══ Given records ══

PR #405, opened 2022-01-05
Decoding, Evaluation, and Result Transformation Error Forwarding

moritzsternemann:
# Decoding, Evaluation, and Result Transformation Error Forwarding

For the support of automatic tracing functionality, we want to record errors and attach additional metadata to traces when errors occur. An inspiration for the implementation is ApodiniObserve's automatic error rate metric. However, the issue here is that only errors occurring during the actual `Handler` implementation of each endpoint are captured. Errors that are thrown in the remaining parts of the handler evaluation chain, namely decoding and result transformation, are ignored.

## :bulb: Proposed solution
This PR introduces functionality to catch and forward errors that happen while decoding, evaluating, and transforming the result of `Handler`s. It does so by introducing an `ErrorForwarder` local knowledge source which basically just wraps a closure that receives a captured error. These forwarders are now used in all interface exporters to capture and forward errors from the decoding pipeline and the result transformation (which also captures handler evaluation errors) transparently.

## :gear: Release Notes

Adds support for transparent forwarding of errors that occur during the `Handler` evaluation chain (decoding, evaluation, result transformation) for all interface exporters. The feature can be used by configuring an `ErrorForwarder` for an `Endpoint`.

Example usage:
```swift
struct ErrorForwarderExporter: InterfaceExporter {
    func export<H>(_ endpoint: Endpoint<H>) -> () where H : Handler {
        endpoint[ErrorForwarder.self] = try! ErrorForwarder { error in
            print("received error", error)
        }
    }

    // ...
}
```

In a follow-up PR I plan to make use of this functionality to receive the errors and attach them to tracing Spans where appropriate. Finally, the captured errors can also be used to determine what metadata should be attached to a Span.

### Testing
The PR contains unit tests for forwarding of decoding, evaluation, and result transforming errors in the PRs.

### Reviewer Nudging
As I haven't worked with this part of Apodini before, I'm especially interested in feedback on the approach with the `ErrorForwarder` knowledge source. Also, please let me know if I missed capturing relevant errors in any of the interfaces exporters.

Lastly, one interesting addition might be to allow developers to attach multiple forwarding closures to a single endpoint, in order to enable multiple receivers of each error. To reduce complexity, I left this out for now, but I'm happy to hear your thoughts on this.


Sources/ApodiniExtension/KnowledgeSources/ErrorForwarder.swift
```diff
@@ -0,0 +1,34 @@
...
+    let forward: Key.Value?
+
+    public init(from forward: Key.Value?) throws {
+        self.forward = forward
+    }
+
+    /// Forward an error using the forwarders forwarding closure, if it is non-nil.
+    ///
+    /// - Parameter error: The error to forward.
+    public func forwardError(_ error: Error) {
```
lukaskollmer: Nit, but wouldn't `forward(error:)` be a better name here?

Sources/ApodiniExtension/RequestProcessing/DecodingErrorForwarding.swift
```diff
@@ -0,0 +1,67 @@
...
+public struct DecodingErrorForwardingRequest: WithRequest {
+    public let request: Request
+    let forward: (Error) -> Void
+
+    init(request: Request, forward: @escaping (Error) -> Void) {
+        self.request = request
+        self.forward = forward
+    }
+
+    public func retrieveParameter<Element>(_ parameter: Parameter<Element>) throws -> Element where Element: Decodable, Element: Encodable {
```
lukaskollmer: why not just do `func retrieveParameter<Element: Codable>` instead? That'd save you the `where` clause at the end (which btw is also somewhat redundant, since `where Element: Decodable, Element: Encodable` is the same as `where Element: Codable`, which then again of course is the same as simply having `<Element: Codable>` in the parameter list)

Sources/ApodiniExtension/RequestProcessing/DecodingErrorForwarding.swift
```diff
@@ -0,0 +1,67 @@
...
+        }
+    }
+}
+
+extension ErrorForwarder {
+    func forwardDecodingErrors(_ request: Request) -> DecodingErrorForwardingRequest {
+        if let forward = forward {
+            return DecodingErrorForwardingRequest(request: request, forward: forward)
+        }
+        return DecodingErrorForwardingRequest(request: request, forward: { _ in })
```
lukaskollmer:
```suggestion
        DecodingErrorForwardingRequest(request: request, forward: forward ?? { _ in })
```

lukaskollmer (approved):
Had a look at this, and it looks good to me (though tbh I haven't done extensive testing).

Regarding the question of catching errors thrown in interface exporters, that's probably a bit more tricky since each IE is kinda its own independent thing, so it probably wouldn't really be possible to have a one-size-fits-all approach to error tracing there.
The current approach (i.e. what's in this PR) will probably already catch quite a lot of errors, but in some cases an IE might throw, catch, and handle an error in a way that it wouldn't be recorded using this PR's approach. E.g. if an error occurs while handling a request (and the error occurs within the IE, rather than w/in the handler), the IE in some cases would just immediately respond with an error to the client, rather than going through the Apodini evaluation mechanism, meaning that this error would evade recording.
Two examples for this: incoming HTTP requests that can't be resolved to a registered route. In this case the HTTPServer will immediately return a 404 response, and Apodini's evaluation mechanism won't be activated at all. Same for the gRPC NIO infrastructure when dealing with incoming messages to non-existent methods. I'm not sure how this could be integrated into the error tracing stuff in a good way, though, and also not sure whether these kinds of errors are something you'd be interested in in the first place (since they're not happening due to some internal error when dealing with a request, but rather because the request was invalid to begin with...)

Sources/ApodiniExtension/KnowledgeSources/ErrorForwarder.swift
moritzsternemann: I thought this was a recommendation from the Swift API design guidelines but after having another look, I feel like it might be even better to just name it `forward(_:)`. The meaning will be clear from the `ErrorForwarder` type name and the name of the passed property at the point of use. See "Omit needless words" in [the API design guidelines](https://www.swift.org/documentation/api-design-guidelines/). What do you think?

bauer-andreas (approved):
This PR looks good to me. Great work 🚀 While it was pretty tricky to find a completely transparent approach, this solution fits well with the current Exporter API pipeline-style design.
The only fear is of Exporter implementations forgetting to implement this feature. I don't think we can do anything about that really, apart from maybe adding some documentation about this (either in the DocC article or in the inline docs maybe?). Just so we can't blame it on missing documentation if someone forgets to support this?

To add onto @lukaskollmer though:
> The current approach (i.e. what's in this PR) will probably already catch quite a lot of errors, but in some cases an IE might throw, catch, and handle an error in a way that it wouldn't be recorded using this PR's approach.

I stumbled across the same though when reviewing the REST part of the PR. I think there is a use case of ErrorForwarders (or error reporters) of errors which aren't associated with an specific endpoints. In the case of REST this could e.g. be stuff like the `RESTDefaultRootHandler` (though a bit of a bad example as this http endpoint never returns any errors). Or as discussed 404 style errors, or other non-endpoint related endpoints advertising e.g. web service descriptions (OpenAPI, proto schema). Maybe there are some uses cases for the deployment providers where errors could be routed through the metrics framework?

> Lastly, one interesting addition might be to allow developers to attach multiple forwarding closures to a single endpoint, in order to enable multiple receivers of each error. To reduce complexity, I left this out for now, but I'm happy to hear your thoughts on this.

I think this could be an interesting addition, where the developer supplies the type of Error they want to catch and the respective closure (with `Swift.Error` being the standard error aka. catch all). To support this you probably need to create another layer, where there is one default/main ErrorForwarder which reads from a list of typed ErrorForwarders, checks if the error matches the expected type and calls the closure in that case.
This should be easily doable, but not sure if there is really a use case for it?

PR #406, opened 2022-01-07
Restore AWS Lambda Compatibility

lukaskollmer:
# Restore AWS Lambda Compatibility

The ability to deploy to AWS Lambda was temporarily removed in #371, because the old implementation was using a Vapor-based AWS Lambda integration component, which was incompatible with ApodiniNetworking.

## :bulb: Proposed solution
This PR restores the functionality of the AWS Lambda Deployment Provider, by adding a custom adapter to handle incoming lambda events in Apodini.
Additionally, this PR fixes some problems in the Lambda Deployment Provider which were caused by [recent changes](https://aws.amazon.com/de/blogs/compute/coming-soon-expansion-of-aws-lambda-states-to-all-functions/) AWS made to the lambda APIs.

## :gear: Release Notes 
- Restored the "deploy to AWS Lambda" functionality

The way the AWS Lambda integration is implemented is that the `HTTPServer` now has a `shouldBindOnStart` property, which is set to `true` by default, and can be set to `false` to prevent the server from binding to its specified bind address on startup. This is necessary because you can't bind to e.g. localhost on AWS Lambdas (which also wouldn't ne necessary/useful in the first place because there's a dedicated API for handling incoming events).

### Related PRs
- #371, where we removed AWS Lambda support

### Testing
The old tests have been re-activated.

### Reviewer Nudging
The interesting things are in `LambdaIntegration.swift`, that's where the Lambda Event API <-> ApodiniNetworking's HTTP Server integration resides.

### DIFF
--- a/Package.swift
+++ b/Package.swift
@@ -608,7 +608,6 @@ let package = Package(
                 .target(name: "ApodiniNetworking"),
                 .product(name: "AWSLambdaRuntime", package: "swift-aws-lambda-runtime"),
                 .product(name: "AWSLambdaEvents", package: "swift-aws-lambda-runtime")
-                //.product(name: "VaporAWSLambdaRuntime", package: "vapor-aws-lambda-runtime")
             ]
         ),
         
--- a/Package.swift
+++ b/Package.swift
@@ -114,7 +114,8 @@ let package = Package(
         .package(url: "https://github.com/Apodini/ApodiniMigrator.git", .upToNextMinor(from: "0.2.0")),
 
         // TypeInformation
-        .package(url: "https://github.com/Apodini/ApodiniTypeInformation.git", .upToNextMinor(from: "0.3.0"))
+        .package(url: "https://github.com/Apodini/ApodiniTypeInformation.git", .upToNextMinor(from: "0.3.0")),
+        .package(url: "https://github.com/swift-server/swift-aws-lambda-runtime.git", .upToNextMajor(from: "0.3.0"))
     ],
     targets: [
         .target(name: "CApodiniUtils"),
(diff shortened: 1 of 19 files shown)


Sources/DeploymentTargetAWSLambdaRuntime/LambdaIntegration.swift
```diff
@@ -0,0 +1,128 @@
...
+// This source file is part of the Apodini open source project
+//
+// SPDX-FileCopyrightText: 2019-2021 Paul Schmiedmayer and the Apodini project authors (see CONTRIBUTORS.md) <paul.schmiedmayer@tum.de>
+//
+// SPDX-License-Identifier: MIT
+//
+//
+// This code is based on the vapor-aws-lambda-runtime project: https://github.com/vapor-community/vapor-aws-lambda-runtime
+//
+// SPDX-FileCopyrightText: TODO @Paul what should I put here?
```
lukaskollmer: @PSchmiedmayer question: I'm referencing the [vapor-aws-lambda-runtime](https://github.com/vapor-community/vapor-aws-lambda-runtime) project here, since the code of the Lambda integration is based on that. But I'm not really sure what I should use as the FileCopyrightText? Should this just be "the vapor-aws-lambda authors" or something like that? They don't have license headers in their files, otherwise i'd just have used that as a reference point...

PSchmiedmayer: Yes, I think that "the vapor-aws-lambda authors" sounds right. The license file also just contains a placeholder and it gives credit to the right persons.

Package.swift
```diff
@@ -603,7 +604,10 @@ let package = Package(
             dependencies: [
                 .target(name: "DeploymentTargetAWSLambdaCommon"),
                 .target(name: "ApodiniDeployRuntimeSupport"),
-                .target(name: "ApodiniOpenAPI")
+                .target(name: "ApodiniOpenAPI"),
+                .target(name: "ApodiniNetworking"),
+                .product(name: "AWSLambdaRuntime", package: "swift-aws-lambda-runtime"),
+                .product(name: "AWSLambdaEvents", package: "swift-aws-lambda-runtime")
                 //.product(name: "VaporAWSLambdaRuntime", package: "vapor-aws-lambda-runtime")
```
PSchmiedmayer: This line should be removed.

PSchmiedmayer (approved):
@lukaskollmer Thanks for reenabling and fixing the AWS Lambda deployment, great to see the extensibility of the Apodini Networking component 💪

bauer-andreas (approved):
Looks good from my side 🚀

═══

### Work to be completed:
Within the data above, tally every line that has "Void" in it. Answer with the number only.

### Exercise response:
2